Source data
================
PR #197, opened 2019-04-29
[MRG] Add checks for labels when having pairs

### LINKED ISSUE #164: Ensure labels for positive/negative pairs are as expected

wdevazelhes:
Fixes #164


bellet:
LGTM

wdevazelhes:
I think we are good to merge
================
- **Exercise brief**:
Please set down each entry again, word for word.

- **Response to this task**:
PR #197, opened 2019-04-29
[MRG] Add checks for labels when having pairs

### LINKED ISSUE #164: Ensure labels for positive/negative pairs are as expected

wdevazelhes:
Fixes #164


bellet:
LGTM

wdevazelhes:
I think we are good to merge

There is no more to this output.